YOUR GOAL:
In the entries below, the lines from the one with "In order to" through the one with "- [ ] Manually" are to be copied exactly; both ends count.

Saved data entries:
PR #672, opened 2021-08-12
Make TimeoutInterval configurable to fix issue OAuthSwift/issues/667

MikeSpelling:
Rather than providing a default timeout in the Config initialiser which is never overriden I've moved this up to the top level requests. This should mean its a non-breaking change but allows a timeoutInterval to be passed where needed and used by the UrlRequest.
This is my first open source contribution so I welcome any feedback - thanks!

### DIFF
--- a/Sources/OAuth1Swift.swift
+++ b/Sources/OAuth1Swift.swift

--

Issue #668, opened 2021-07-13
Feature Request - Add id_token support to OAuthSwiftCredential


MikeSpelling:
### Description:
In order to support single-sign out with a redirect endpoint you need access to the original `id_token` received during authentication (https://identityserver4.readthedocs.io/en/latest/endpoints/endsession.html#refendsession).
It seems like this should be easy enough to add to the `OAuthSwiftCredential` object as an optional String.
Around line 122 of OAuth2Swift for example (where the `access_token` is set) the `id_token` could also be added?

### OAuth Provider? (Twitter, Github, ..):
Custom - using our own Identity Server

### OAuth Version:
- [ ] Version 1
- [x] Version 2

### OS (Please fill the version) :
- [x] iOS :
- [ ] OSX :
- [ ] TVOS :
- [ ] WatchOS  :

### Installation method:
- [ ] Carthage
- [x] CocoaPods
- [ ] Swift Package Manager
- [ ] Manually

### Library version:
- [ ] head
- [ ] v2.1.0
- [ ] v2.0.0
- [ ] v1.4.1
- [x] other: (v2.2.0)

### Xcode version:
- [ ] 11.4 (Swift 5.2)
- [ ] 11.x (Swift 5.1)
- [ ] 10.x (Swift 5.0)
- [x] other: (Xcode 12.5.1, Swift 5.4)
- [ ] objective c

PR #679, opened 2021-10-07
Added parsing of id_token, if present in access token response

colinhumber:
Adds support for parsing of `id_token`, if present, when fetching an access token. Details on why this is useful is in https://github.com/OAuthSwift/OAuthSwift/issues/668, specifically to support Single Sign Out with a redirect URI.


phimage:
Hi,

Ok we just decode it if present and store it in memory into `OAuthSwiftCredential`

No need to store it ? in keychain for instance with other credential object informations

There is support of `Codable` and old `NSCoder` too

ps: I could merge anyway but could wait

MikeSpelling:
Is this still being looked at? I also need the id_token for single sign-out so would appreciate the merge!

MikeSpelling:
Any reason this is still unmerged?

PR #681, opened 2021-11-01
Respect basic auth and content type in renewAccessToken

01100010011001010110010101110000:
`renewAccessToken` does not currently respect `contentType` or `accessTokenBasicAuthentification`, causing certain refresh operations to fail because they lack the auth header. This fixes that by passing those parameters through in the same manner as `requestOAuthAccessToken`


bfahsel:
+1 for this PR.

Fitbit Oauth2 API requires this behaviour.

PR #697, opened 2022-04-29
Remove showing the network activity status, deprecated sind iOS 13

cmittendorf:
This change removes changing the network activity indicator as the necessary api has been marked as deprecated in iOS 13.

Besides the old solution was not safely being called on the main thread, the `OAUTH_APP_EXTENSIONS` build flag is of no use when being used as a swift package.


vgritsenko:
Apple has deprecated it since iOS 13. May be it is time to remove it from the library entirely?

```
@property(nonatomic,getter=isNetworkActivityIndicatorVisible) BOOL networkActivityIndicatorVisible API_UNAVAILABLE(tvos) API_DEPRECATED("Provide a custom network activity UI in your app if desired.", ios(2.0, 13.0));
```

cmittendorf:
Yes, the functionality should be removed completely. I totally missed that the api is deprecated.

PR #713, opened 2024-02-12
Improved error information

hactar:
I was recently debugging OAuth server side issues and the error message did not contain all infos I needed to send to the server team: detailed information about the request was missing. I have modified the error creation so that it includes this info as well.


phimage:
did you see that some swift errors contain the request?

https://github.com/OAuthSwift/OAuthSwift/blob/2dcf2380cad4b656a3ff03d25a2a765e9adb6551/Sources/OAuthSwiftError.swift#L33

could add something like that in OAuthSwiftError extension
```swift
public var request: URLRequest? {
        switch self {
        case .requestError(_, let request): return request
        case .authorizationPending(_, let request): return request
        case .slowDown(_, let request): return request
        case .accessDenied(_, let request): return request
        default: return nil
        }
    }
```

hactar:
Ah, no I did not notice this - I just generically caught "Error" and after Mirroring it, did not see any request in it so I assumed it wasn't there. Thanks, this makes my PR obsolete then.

...

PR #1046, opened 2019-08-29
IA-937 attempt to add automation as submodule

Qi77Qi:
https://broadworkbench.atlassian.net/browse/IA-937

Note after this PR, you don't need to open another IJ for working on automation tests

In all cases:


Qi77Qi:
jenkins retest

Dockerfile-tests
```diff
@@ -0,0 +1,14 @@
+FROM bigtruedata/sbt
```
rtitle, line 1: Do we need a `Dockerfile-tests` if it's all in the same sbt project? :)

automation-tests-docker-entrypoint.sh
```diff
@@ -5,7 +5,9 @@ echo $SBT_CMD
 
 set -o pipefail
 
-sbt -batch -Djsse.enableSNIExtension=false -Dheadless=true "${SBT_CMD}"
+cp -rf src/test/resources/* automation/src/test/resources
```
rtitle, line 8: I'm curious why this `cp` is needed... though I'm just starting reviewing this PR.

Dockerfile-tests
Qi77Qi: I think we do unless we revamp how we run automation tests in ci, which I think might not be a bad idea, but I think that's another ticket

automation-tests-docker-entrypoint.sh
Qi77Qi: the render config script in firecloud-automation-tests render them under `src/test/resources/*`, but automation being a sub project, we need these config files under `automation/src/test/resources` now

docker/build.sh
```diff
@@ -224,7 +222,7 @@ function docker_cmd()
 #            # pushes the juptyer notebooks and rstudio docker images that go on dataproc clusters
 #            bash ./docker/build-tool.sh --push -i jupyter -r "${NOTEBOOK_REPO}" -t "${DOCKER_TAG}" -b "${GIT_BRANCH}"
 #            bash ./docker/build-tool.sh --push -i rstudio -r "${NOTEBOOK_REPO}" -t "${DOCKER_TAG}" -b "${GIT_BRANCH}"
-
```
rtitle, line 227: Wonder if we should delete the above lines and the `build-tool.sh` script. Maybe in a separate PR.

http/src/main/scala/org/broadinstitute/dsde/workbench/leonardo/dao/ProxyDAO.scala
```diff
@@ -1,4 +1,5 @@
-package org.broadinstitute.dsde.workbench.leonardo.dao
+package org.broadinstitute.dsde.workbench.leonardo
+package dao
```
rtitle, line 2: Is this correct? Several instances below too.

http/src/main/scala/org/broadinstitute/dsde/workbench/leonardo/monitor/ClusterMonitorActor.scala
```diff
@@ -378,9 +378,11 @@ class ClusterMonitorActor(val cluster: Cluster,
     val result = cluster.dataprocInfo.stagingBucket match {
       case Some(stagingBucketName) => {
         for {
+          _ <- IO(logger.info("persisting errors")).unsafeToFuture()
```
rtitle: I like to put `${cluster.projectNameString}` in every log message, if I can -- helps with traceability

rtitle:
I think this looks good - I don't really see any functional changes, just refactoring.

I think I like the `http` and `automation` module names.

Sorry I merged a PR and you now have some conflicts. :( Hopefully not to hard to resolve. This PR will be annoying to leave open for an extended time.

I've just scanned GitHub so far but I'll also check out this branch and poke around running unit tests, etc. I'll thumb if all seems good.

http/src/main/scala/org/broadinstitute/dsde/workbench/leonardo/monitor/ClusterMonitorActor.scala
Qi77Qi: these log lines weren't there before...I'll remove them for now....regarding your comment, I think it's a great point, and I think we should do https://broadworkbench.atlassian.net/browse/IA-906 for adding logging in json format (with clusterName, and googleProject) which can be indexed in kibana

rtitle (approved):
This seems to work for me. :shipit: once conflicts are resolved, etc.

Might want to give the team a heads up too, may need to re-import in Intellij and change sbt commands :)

ANSWER TO THE EXERCISE:
In order to support single-sign out with a redirect endpoint you need access to the original `id_token` received during authentication (https://identityserver4.readthedocs.io/en/latest/endpoints/endsession.html#refendsession).
It seems like this should be easy enough to add to the `OAuthSwiftCredential` object as an optional String.
Around line 122 of OAuth2Swift for example (where the `access_token` is set) the `id_token` could also be added?

### OAuth Provider? (Twitter, Github, ..):
Custom - using our own Identity Server

### OAuth Version:
- [ ] Version 1
- [x] Version 2

### OS (Please fill the version) :
- [x] iOS :
- [ ] OSX :
- [ ] TVOS :
- [ ] WatchOS  :

### Installation method:
- [ ] Carthage
- [x] CocoaPods
- [ ] Swift Package Manager
- [ ] Manually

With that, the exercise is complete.